Collected data:
# # # #

PR #4857, opened 2026-03-16
feat(linux/glad): implement EGL_IMG_context_priority

psyke83:
## Description

Resolves encoding throttling during high GPU usage:
* Try to create EGL context with high priority if supported.
* Set CAP_SYS_NICE capability (needed for AMDGPU/NVIDIA drivers at minumum).
* This will not work for Flatpak, AppImage or Portal capture due to the
  CAP_SYS_NICE capability not being available.

Currently has no effect on AMDGPU with Flatpak, AppImage and/or with
Portal capture. Other GPUs may behave differently.

### Issues Fixed or Closed

- Resolves: #4693
- Closes: #4745

## Type of Change

- [x] **feat**: New feature (non-breaking change which adds functionality)
- [x] **fix**: Bug fix (non-breaking change which fixes an issue)
- [ ] **docs**: Documentation only changes
- [ ] **style**: Changes that do not affect the meaning of the code (white-space, formatting, missing semicolons, etc.)
- [ ] **refactor**: Code change that neither fixes a bug nor adds a feature
- [x] **perf**: Code change that improves performance
- [ ] **test**: Adding missing tests or correcting existing tests
- [ ] **build**: Changes that affect the build system or external dependencies
- [ ] **ci**: Changes to CI configuration files and scripts
- [ ] **chore**: Other changes that don't modify src or test files
- [ ] **revert**: Reverts a previous commit
- [ ] **BREAKING CHANGE**: Introduces a breaking change (can be combined with any type above)

## Checklist

- [x] Code follows the style guidelines of this project
- [x] Code has been self-reviewed
- [ ] Code has been commented, particularly in hard-to-understand areas
- [ ] Code docstring/documentation-blocks for new or existing methods/components have been added or updated
- [ ] Unit tests have been added or updated for any new or modified functionality

### AI Usage

- [x] **None**: No AI tools were used in creating this PR
- [ ] **Light**: AI provided minor assistance (formatting, simple suggestions)
- [ ] **Moderate**: AI helped with code generation or debugging specific parts
- [ ] **Heavy**: AI generated most or all of the code changes

PR #5075, opened 2026-05-05
fix(linux): security: drop CAP_SYS_ADMIN when possible, retain CAP_SYS_NICE

psyke83:
**fix(linux/kwingrab): retain CAP_SYS_NICE capabilities**
Since KWin acts as the DRM master, it has CAP_SYS_NICE capabilities:

$ cat /proc/$(pidof kwin_wayland)/status | grep Cap
CapInh: 0000000800000000
CapPrm: 0000000000800000
CapEff: 0000000000800000
CapBnd: 000001ffffffffff
CapAmb: 0000000000000000
$ capsh --decode=0000000000800000
0x0000000000800000=cap_sys_nice

Unlike XDG Portal, retaining this capability in Sunshine does not interfere with KWin's ability to access /proc/pid/root when required. Keeping CAP_SYS_NICE is desirable to allow high priority EGL context creation for the VAAPI encoder.

Change {has,drop}_elevated_privileges() to accept a bool that specifies whether to check/drop all caps or only CAP_SYS_ADMIN, and ensure that kwingrab only drops CAP_SYS_ADMIN whilst keeping xdgportal's behaviour unchanged.

**fix(linux): security: drop CAP_SYS_ADMIN as soon as possible**
Reorder Linux capture method initialization to first check KMS capture.
If KMS is passed over, immediately drop CAP_SYS_ADMIN but leave other
caps (i.e. CAP_SYS_NICE) intact so that EGL high priority contexts
are still possible.

Remove kwingrab capability dropping, as CAP_SYS_ADMIN will already be
dropped after probe, and CAP_SYS_NICE does not interfere with /root access.

Retain portalgrab capability check/drop, as CAP_SYS_NICE must be dropped
to allow /root access from the XDG Portal service.

Increases security for all all non-KMS capture methods, as
CAP_SYS_ADMIN will no longer be present in the permitted set and thus cannot
be elevated by malicious actors during runtime.

## Type of Change

## Checklist

### AI Usage

### DIFF
--- a/src/platform/linux/kwingrab.cpp
+++ b/src/platform/linux/kwingrab.cpp
@@ -675,8 +675,8 @@ namespace platf {
     }
 
     // Drop CAP_SYS_ADMIN so KWin's permission check (if active) can see and match the executable
-    if (!kwin::screencast_permission_helper_t::is_permission_system_deactivated() && has_elevated_privileges()) {
-      drop_elevated_privileges();
+    if (!kwin::screencast_permission_helper_t::is_permission_system_deactivated() && has_elevated_privileges(false)) {
+      drop_elevated_privileges(false);
     }
 
     auto display = std::make_shared<kwin::kwin_t>();
@@ -688,7 +688,7 @@ namespace platf {
   }
 
   std::vector<std::string> kwin_display_names() {
-    if (!kwin::screencast_permission_helper_t::is_permission_system_deactivated() && has_elevated_privileges()) {
+    if (!kwin::screencast_permission_helper_t::is_permission_system_deactivated() && has_elevated_privileges(false)) {
       // We're still in the probing phase of Sunshine startup. Dropping portal security early will break KMS.
       // Just return a dummy screen for now. Display re-enumeration after encoder probing will yield full result.
       std::vector<std::string> display_names;
--- a/src/platform/linux/kwingrab.cpp
+++ b/src/platform/linux/kwingrab.cpp
@@ -674,11 +674,6 @@ namespace platf {
       return nullptr;
     }
 
-    // Drop CAP_SYS_ADMIN so KWin's permission check (if active) can see and match the executable
-    if (!kwin::screencast_permission_helper_t::is_permission_system_deactivated() && has_elevated_privileges(false)) {
-      drop_elevated_privileges(false);
-    }
-
     auto display = std::make_shared<kwin::kwin_t>();
     if (display->init(hwdevice_type, display_name, config)) {
       return nullptr;
@@ -688,7 +683,7 @@ namespace platf {
   }
 
   std::vector<std::string> kwin_display_names() {
-    if (!kwin::screencast_permission_helper_t::is_permission_system_deactivated() && has_elevated_privileges(false)) {
+    if (has_elevated_privileges(false)) {
       // We're still in the probing phase of Sunshine startup. Dropping portal security early will break KMS.
       // Just return a dummy screen for now. Display re-enumeration after encoder probing will yield full result.
       std::vector<std::string> display_names;
--- a/src/platform/common.h
+++ b/src/platform/common.h
@@ -895,13 +895,15 @@ namespace platf {
 
   /**
    * @brief Check is the current process is running with elevated privileges (e.g. system admin/etc.)
-   * @return True if system admin capabilities are present.
+   * @param all_caps Bool that specifies whether to check all caps or only CAP_SYS_ADMIN
+   * @return True if capabilities specified to be checked are present.
    */
-  bool has_elevated_privileges();
+  bool has_elevated_privileges(bool all_caps);
 
   /**
-   * @brief Drop elevated privileges (e.g. system admin/etc.)
+   * @brief Drop elevated privileges (e.g. system admin/nice etc.)
+   * @param all_caps Bool that specifies whether to drop all caps or only CAP_SYS_ADMIN
    */
-  void drop_elevated_privileges();
+  void drop_elevated_privileges(bool all_caps);
 
 }  // namespace platf
--- a/src/platform/linux/misc.cpp
+++ b/src/platform/linux/misc.cpp
@@ -1261,18 +1261,22 @@ namespace platf {
   }
 
 #if !defined(__FreeBSD__)
-  constexpr std::array<cap_value_t, 2> ELEVATED_PRIVILEGES_EFFECTIVE {CAP_SYS_ADMIN, CAP_SYS_NICE};
-  constexpr std::array<cap_value_t, 2> ELEVATED_PRIVILEGES_PERMITTED {CAP_SYS_ADMIN, CAP_SYS_NICE};
+  static constexpr cap_value_t FULL_CAPS[] = {CAP_SYS_ADMIN, CAP_SYS_NICE};
+  static constexpr cap_value_t ADMIN_CAPS[] = {CAP_SYS_ADMIN};
+
+  constexpr std::span<const cap_value_t> ELEVATED_PRIVILEGES_FULL {FULL_CAPS};
+  constexpr std::span<const cap_value_t> ELEVATED_PRIVILEGES_ADMIN {ADMIN_CAPS};
 #endif
 
-  bool has_elevated_privileges() {
+  bool has_elevated_privileges(bool all_caps) {
 #if !defined(__FreeBSD__)
+    const auto caps_to_check = all_caps ? ELEVATED_PRIVILEGES_FULL : ELEVATED_PRIVILEGES_ADMIN;
     const cap_t caps = cap_get_proc();
     if (!caps) {
       BOOST_LOG(error) << "[misc] has_elevated_privileges failed to get process capabilities."sv;
       return false;
     }
-    for (const auto c : ELEVATED_PRIVILEGES_EFFECTIVE) {
+    for (const auto c : caps_to_check) {
       cap_flag_value_t cap_flags_value;
       cap_get_flag(caps, c, CAP_EFFECTIVE, &cap_flags_value);
       if (cap_flags_value == CAP_SET) {
@@ -1280,7 +1284,7 @@ namespace platf {
         return true;
       }
     }
-    for (const auto c : ELEVATED_PRIVILEGES_PERMITTED) {
+    for (const auto c : caps_to_check) {
       cap_flag_value_t cap_flags_value;
       cap_get_flag(caps, c, CAP_PERMITTED, &cap_flags_value);
       if (cap_flags_value == CAP_SET) {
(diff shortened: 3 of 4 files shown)


psyke83:
Pinging @Kishi85 for feedback; I would've suggested this earlier, but I didn't have time to test the latest changes to your kwingrab PR until now - apologies.

This change should give your capture method an advantage over xdgportal for users that still use VAAPI encoding by making it compatible with high priority EGL contexts (see #4857).

Vulkan also needs this capability to create high priority contexts, but we don't implement VK_EXT_global_priority yet, and testing has shown that it's not necessary to avoid encoder throttling (at least on AMD GPUs). Nevertheless, keeping CAP_SYS_NICE active means that Vulkan high priority context is also an option in future if other vendors' GPUs need it to avoid throttling.

One change that might make this look more human readable would be to change the bool to a more verbose enum class, but I was trying to keep the changes to a minimum.

Kishi85:
Thanks for improving kwingrab further @psyke83 

Looking good to me and after a quick test with this change (both vaapi and vulkan) everything seems to be in order on my end (connection establishment is subjectively quicker than before). 

I'd also leave it as a bool switch for now until there's a need for a more differentiated approach.

psyke83:
@Kishi85

I wonder if we should remove the is_permission_system_deactivated() condition check specific to capabilities and unconditionally try to drop CAP_SYS_ADMIN for kwingrab? This would reduce the attack surface if potential future exploits try to leverage the resident CAP_SYS_ADMIN CapPrm capability when using the KWIN_WAYLAND_NO_PERMISSION_CHECKS bypass.

Kishi85:
> @Kishi85
> 
> I wonder if we should remove the is_permission_system_deactivated() condition check specific to capabilities and unconditionally try to drop CAP_SYS_ADMIN for kwingrab? This would reduce the attack surface if potential future exploits try to leverage the resident CAP_SYS_ADMIN CapPrm capability when using the KWIN_WAYLAND_NO_PERMISSION_CHECKS bypass.

I've added that specifically to not even try to drop privileges in case the environment variable to deactivate the permission system is found and active. There is no need to drop them in that case and trying to drop might lead to errors (e.g. as described in RamaLamas original PR description #4724 when using LXC). Temporary permission files are also not created when the environment variable is found set.

I'll have to think more about possible exploits but as far as those are concerned kmsgrab will likely have the same issues.

psyke83:
The issue is that the sunshine binary is preinstalled with the cap_sys_admin+p (permitted) capability, so if some kind of exploit (such as a memory corruption bug) is found that allows arbitrary execution, they may be able to fork a process that also has that capability set and use it to immediately raise the capability into the effective set and gain root access.  If we drop the capability from the permitted and effective set, it can't be re-gained during runtime, so this would help reduce potential attack surface area for malicious actors.

This security issue can't be avoided for kmsgrab users, but this is part of the reason why kmsgrab is an ugly hack that should be phased out. The CAP_SYS_NICE capability is also risky, but much less so, as the worst that it could do is set realtime priority and potentially lock up the system.

ReenigneArcher:
Arch failure is not related to this PR. Something to do with CUDA, haven't looked into it yet.

Kishi85:
> The issue is that the sunshine binary is preinstalled with the cap_sys_admin+p (permitted) capability, so if some kind of exploit (such as a memory corruption bug) is found that allows arbitrary execution, they may be able to fork a process that also has that capability set and use it to immediately raise the capability into the effective set and gain root access. If we drop the capability from the permitted and effective set, it can't be re-gained during runtime, so this would help reduce potential attack surface area for malicious actors.
> 
> This security issue can't be avoided for kmsgrab users, but this is part of the reason why kmsgrab is an ugly hack that should be phased out. The CAP_SYS_NICE capability is also risky, but much less so, as the worst that it could do is set realtime priority and potentially lock up the system.

I see, in that case removing the permission system check for the drop instance would be an easy way to reduce attack surface (it also shouldn't break things as we're just warning about not being able to drop):
https://github.com/LizardByte/Sunshine/blob/017ce4964ad3e8aa57ac8c4086d93aaf363edf70/src/platform/linux/kwingrab.cpp#L677-L680

I'm a bit unsure about the the display name enumeration as that would improve kwingrab's availability check to also include available displays and not only kwin presence in case the environment variable is set when CAP_SYS_ADMIN is also present:
https://github.com/LizardByte/Sunshine/blob/017ce4964ad3e8aa57ac8c4086d93aaf363edf70/src/platform/linux/kwingrab.cpp#L691-L697

Your opinion? Also should I put the change up as a separate PR or do you want to add it to this one?

psyke83:
@Kishi85 

Please try the updated PR with the new commit and let me know if you see any issues. Leaving as draft for the moment as I can't test thoroughly until later tonight.

This approach should make all non-kmsgrab capture methods automatically drop CAP_SYS_ADMIN from the capability sets. This simplifies kwingrab a bit, as only portalgrab needs the extra step of dropping CAP_SYS_NICE to retain /root access to the XDG Portal service.

src/platform/linux/kwingrab.cpp
```diff
@@ -688,14 +683,6 @@ namespace platf {
   }
 
   std::vector<std::string> kwin_display_names() {
-    if (!kwin::screencast_permission_helper_t::is_permission_system_deactivated() && has_elevated_privileges(false)) {
```
Kishi85: This needs to be kept but just with `if (has_elevated_privileges(false))` so a dummy display is returned in case kmsgrab encoder probing has not finished. display_names are gathered for all available capture methods before (kmsgrab) encoder probing.

Kishi85: If kwingrab does not return a dummy in case of elevated privileges during initial display_names enumeration it will be marked as unavailable for auto detection otherwise:
https://github.com/LizardByte/Sunshine/blob/017ce4964ad3e8aa57ac8c4086d93aaf363edf70/src/platform/linux/misc.cpp#L1028-L1031

psyke83: Should be fixed in the latest refresh, thanks.

Kishi85:
[9d5f790](https://github.com/LizardByte/Sunshine/commit/9d5f7904461fbd01bf332f9c23f5c0575266be17) looks good to me. Tested with capture=
 - auto => yields kmsgrab (with default sunshine binary capabilites: CAP_SYS_NICE+CAP_SYS_ADMIN) and works as expected
 - kmsgrab => works as expected
 - portalgrab => works as expected
 - kwingrab => works as expected

Should be a good overall security gain as CAP_SYS_ADMIN is dropped as soon as it is unnecessary now (when kmsgrab not used).

psyke83:
@Kishi85 

Thanks for testing. This looks ready for review to me as well.

psyke83:
@ReenigneArcher 

Sorry, I haven't been following CUDA changes. Is this the issue?

A previous successful run showed:
```
2026-05-02T17:50:22.7662278Z -- Looking for a CUDA compiler
2026-05-02T17:50:24.9716711Z -- Looking for a CUDA compiler - /opt/cuda/bin/nvcc
```

Current runs:
```
2026-05-05T20:18:08.4719124Z -- Looking for a CUDA compiler
2026-05-05T20:18:08.7292364Z -- Looking for a CUDA compiler - NOTFOUND
```

On my system:
```
$ pacman -Qi cuda
Name            : cuda
Version         : 13.2.1-1
Description     : NVIDIA's GPU programming toolkit
Architecture    : x86_64
URL             : https://developer.nvidia.com/cuda-zone
Licenses        : LicenseRef-NVIDIA-CUDA
Groups          : None
Provides        : cuda-toolkit  cuda-sdk  libcudart.so=13-64  libcublas.so=13-64  libcublas.so=13-64  libcusolver.so=12-64  libcusolver.so=12-64  libcusparse.so=12-64
                  libcusparse.so=12-64
Depends On      : opencl-nvidia  python  gcc
Optional Deps   : gdb: for cuda-gdb [installed]
                  glu: required for some profiling tools in CUPTI [installed]
                  nvidia-utils: for NVIDIA drivers (not needed in CDI containers)
                  nsight-compute: for profiling CUDA applications
                  nsight-systems: for system-wide profiling
                  rdma-core: for GPUDirect Storage (libcufile_rdma.so)
Required By     : None
Optional For    : None
Conflicts With  : None
Replaces        : cuda-toolkit  cuda-sdk  cuda-static  cuda-tools
Installed Size  : 4.74 GiB
Packager        : Jakub Klinkovský <lahwaacz@archlinux.org>
Build Date      : Mon 13 Apr 2026 21:25:25
Install Date    : Tue 05 May 2026 23:01:54
Install Reason  : Explicitly installed
Install Script  : Yes
Validated By    : Signature

[conn@archlinux sunshine]$ pacman -Ql cuda | grep /opt/cuda/bin
cuda /opt/cuda/bin/
cuda /opt/cuda/bin/__nvcc_device_query
cuda /opt/cuda/bin/bin2c
cuda /opt/cuda/bin/compute-sanitizer
cuda /opt/cuda/bin/crt/
cuda /opt/cuda/bin/crt/link.stub
cuda /opt/cuda/bin/crt/prelink.stub
cuda /opt/cuda/bin/ctadvisor
cuda /opt/cuda/bin/cu++filt
cuda /opt/cuda/bin/cuda-gdb
cuda /opt/cuda/bin/cuda-gdb-minimal
cuda /opt/cuda/bin/cuda-gdb-python3.10-tui
cuda /opt/cuda/bin/cuda-gdb-python3.11-tui
cuda /opt/cuda/bin/cuda-gdb-python3.12-tui
cuda /opt/cuda/bin/cuda-gdb-python3.8-tui
cuda /opt/cuda/bin/cuda-gdb-python3.9-tui
cuda /opt/cuda/bin/cuda-gdbserver
cuda /opt/cuda/bin/cudafe++
cuda /opt/cuda/bin/cuobjdump
cuda /opt/cuda/bin/fatbinary
cuda /opt/cuda/bin/nvcc
cuda /opt/cuda/bin/nvcc.profile
cuda /opt/cuda/bin/nvdisasm
cuda /opt/cuda/bin/nvlink
cuda /opt/cuda/bin/nvprune
cuda /opt/cuda/bin/ptxas
cuda /opt/cuda/bin/tileiras
[conn@archlinux sunshine]$ /opt/cuda/bin/nvcc -V
nvcc: NVIDIA (R) Cuda compiler driver
Copyright (c) 2005-2026 NVIDIA Corporation
Built on Thu_Mar_19_11:12:51_PM_PDT_2026
Cuda compilation tools, release 13.2, V13.2.78
Build cuda_13.2.r13.2/compiler.37668154_0
[conn@archlinux sunshine]$ cat /etc/profile.d/cuda.sh 
export CUDA_PATH=/opt/cuda
append_path '/opt/cuda/bin'
export PATH


# Set the default host compiler for nvcc. This will need to be switched back
# and forth between the latest and previous GCC version, whatever nvcc
# currently supports.
export NVCC_CCBIN='/usr/bin/g++'

```

ReenigneArcher:
@psyke83 looks like it: https://github.com/LizardByte/Sunshine/actions/runs/25400067396/job/74500865067#step:11:933

I didn't see an update to the cuda package for over a month on Arch, but looks like gcc was updated to 16 which isn't compatible I guess. There's no gcc15 package available as far as I can see, so I guess we're just stuck until they fix the packaging in Arch.

Signynt:
It seems Arch resolved the issue, after updating this morning I was able to build the Arch package.

ReenigneArcher:
Yes gcc15 now exists in Arch packages, but another issue with our CI being resolved by https://github.com/LizardByte/Sunshine/pull/5081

# # # #

* _Your objective_
Your task is to retype the entries verbatim, starting with the line that holds "Pinging @Kishi85 for" and stopping after the line that holds "Thanks for improving".

* _Solution for this exercise_
Pinging @Kishi85 for feedback; I would've suggested this earlier, but I didn't have time to test the latest changes to your kwingrab PR until now - apologies.

This change should give your capture method an advantage over xdgportal for users that still use VAAPI encoding by making it compatible with high priority EGL contexts (see #4857).

Vulkan also needs this capability to create high priority contexts, but we don't implement VK_EXT_global_priority yet, and testing has shown that it's not necessary to avoid encoder throttling (at least on AMD GPUs). Nevertheless, keeping CAP_SYS_NICE active means that Vulkan high priority context is also an option in future if other vendors' GPUs need it to avoid throttling.

One change that might make this look more human readable would be to change the bool to a more verbose enum class, but I was trying to keep the changes to a minimum.

Kishi85:
Thanks for improving kwingrab further @psyke83 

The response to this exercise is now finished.